If administrators are firing off VMs that are unauthorized, unhardened, and unaccounted for, you have bigger problems than that of virtualization and you ought to consider firing them off.
The inventory of active VMs is a reasonably easy thing to keep track of; if it's running, I can see it.
I know "where" it is and I can turn it off. To me, the bigger problem is represented by the offline VMs which can live outside that inventory window, just waiting to be reactivated from their hypervisorial hibernation.
But does that represent "rogue?"
You want an example of a threat which represents truly rogue VM "sprawl" that people ought to be afraid of? OK, here's one, and it happened to me. I talk about it all the time and people usually say "Oh, man, I never thought of that…" usually because we're focused on server virtualization and not the client side.
We take distributed sniffer traces. Trackback through firewall, IDS and IPS logs and isolate the MAC address in the CAM tables of the 96 port switch to which the offending DHCP server appears to be plugged, although we can't ping it.
My analyst is now on a mission to unplug the port, so he undocks his laptop and the alarms silence.
I look over at him. He has a strange look on his face. He docks his laptop again. Seconds later the alarms go off again.

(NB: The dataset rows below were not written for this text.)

PR #5371, opened 2022-12-07
REFACTOR-#5370: Move merge_asof implementation to base query compiler.

### LINKED ISSUE #5370: REFACTOR: Add merge_asof query compiler function

mvashishtha:
Some modin implementations might not want to use the current implementation, which is at the API layer and partially defaults to pandas.

## What do these changes do?

- [x] Resolves #5370
- [x] tests added and passing

### DIFF
--- a/modin/core/storage_formats/base/query_compiler.py
+++ b/modin/core/storage_formats/base/query_compiler.py
@@ -38,8 +38,9 @@ from modin.utils import MODIN_UNNAMED_SERIES_LABEL
 from pandas.core.dtypes.common import is_scalar
 import pandas.core.resample
 import pandas
+from pandas._typing import IndexLabel, Suffixes
 import numpy as np
-from typing import List, Hashable
+from typing import List, Hashable, Optional
 
 
 def _get_axis(axis):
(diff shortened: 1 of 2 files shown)


modin/core/storage_formats/base/query_compiler.py
```diff
@@ -856,6 +857,142 @@ def merge(self, right, **kwargs):  # noqa: PR02
...
+            or not (right_by is None or is_scalar(right_by))
+            # The implementation below assumes that the right index is unique
+            # because it uses merge_asof to map each position in the merged
+            # index to the label of the one right row that should be merged
+            # at that row position.
+            or not right.index.is_unique
+        ):
+            return self.default_to_pandas(
+                default_merge_asof,
+                right,
```
anmyachev, line 913: Why don't you pass `on` and `by` parameters here?

modin/core/storage_formats/base/query_compiler.py
```diff
@@ -856,6 +857,142 @@ def merge(self, right, **kwargs):  # noqa: PR02
...
+        ----------
+        key : Any
+            Column label.
+
+        Returns
+        -------
+        pandas.Series
+        """
+        result = self.getitem_array([key]).to_pandas().squeeze(axis=1)
+        assert isinstance(result, pandas.Series)
```
anmyachev, line 874: I assume we shouldn't use `assert` in any place except tests.

modin/core/storage_formats/base/query_compiler.py
```diff
@@ -856,6 +857,142 @@ def merge(self, right, **kwargs):  # noqa: PR02
...
+            or not (left_by is None or is_scalar(left_by))
+            or not (right_by is None or is_scalar(right_by))
+            # The implementation below assumes that the right index is unique
+            # because it uses merge_asof to map each position in the merged
+            # index to the label of the one right row that should be merged
+            # at that row position.
+            or not right.index.is_unique
+        ):
+            return self.default_to_pandas(
+                default_merge_asof,
```
vnlitvinov, line 912: why cannot we just pass `pandas.merge_asof` without defining an intermediary function? I don't see a point

modin/core/storage_formats/base/query_compiler.py
mvashishtha: The query compiler doesn't receive `on` or `by` params. I didn't think that those needed to be part of the query compiler interface because the API layer should translate them to `left_on`, `right_on`, `left_by`, and `right_by`.

modin/core/storage_formats/base/query_compiler.py
mvashishtha: I think that's a controversial position :) In my view, it's better to fail fast when we rely on assumptions that fail. Here we assume we get a series because 1)  `left_by`, `left_on`, `right_by`, `right_on` are all scalars if they're not None 2) they don't represent duplicate column names. 

I think 1) is wrong because we don't check this for `left_on` and `right_on`, which can be lists, and 2) will break with an uninformative `AttributeError: 'DataFrame' object has no attribute 'dtype'` in pandas

But these bugs are out of scope for this PR.

modin/core/storage_formats/base/query_compiler.py
mvashishtha: Done.

modin/core/storage_formats/base/query_compiler.py
mvashishtha: Okay, now the code raises `RuntimeError`.

mvashishtha:
@anmyachev @vnlitvinov could you please take a look?

vnlitvinov (approved):
LGTM!

mvashishtha:
@anmyachev @vnlitvinov ready for merge

mvashishtha:
@anmyachev @vnlitvinov ready for merge

anmyachev (approved):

The Culprit: Turns out said analyst was doing research at home on our W2K AD/DHCP server hardening scripts. He took our standard W2K server image, loaded it as a VM in VMware Workstation and used it at home to validate funtionality.
The image he used had AD/DHCP services enabled.
When he was done at home the night before, he minimized VMware and closed his laptop.
When he came in to work the next morning, he simply docked and went about reading email, forgetting the VMW instance was still running. Doing what it does, it started responding to DHCP requests on the network.
Because he was using shared IP addresses for his VM and was "behind" the personal firewall on his machine which prohibits ICMP requests based on the policy (but obviously not bootp/DHCP) we couldn't ping it or profile the workstation…
Now, that's a rogue VM. An accidental rogue VM. Imagine if it were an attacker. Perhaps he/she was a legitimate user but disgruntled. Perhaps he/she decided to use wireless instead of wired. How much fun would that be?
Stop with the "rogue (server) VM" FUD, wouldya?